Grièvement blessée à Sainte-Soline, une jeune femme souffre aujourd’hui d’une paralysie faciale. Le procureur de la République de Rennes a ouvert une enquête pour « violence par personne dépositaire de l’autorité publique ». Elle raconte à Mediapart son calvaire et dit surtout sa colère.

Jade Lindgaard

10 mai 2023 à 13h05

 

 

Partir en manifestation avec ses ami·es. Faire la route en minibus. Aimer les rencontres faites en chemin. Marcher en écoutant la foule chanter autour de soi. Se dire que c’est le moment, que la journée va être historique, que l’eau c’est vital, que la mégabassine de Sainte-Soline (Deux-Sèvres) est une bonne cause de combat.

 

Se retrouver la mâchoire brisée et dévisagée à attendre près de quatre heures allongée sur un matelas pneumatique dans un champ sous les lancers de grenades. Se réveiller le lendemain dans une chambre d’hôpital, seule, avec une paralysie faciale. Avoir 19 ans.

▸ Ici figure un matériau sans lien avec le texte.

PR #9179, opened 2026-01-19
Added functionality to set the offset/position of a Song or SoundEffect(Instance)

Lucasharskamp:
### Description of Change

Allow the programmer to move to a specific position/offset (in TimeSpan format) of an AudioEffect(Instance) or Song to play from, in OpenAL/XAudio/MGA_*. (Or to receive the current position/offset position the player is at). 

Historically it's been noted that changing the offset/position of a audio while it's still playing causes runtime errors, so I've enforced that it cannot be changed **unless** it has been stopped beforehand. 

**OpenAL**
In OpenAL, I use alGetSourcef with AL_SEC_OFFSET to set the offset.  I've also removed a redundant if-statement, given no other value is possible once that code is reached. 

**XAudio**
In XAudio, I reset the buffer and assign a PlayBegin value according to the desired input. (This was recommended online)

**MGA (Native)**

Given the volatility of native code, given the many platforms it can run on, I decided to play it safe; stop the sound, reset the buffer, set the beginning value (similar to XAudio) and then hit play again.  Although the audio shouldn't be playing at that point, I decided to play it safe and presume it is somehow still playing.

### Contributor Declaration

**Note:** I have tested this on MonoGame DesktopGL, DirectX and Native, but I cannot verify it works as intended on Android, iOS or consoles. Also, myy C++ skills are rusty (as I was trained back in the day in C++03 and haven't really touched it since) so I do not know if the code I created is 100% memory-leak or process-issues safe. I would like someone to reproduce locally, to prevent potential issues, I've made it mandatory that one must stop the audio before changing the offset.

### DIFF
--- a/MonoGame.Framework.Content.Pipeline/Processors/SoundEffectProcessor.cs
+++ b/MonoGame.Framework.Content.Pipeline/Processors/SoundEffectProcessor.cs
@@ -24,10 +24,20 @@ namespace Microsoft.Xna.Framework.Content.Pipeline.Processors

C’est ce qu’a vécu Alix*. Un mois après la manifestation à l’appel des Soulèvements de la Terre, elle a accepté de recevoir Mediapart pour témoigner de ce qui lui arrive. « Ce n’est pas normal ce qui s’est passé. En France, on peut être une gamine et se faire exploser le visage par des personnes censées protéger le peuple, juste pour avoir été là. » 

 

Elle n’a pas encore pu reprendre les cours qu’elle suit à l’université et enchaîne les rendez-vous médicaux plusieurs fois par semaine. Des plaques ont dû être insérées dans son visage pour le reconstituer. Il a retrouvé sa forme mais elle ne sait pas encore si la partie inerte recouvrera sa mobilité. « Je m’estime très chanceuse : j’ai mon œil, mes capacités cérébrales, mes dents. Ça s’est joué à 2 secondes et 4 centimètres. » 

 

Le parquet de Rennes a ouvert une enquête préliminaire pour « violence avec incapacité totale de travail (ITT) supérieure à huit jours par personne dépositaire de l’autorité publique » – comme pour les trois autres blessés graves de Sainte-Soline. Mais Alix est la seule pour qui le procureur de la République en a pris l’initiative, sans même attendre qu’elle porte plainte. Les investigations doivent établir l’origine des blessures, le lien avec l’action des gendarmes ainsi que les modalités de la prise en charge de la blessée. D’après l’enquête de Mediapart, un peu plus de cinq heures se sont écoulées entre sa blessure et son transport en hélicoptère de la gendarmerie jusqu’au CHU de Tours, le 25 mars dernier.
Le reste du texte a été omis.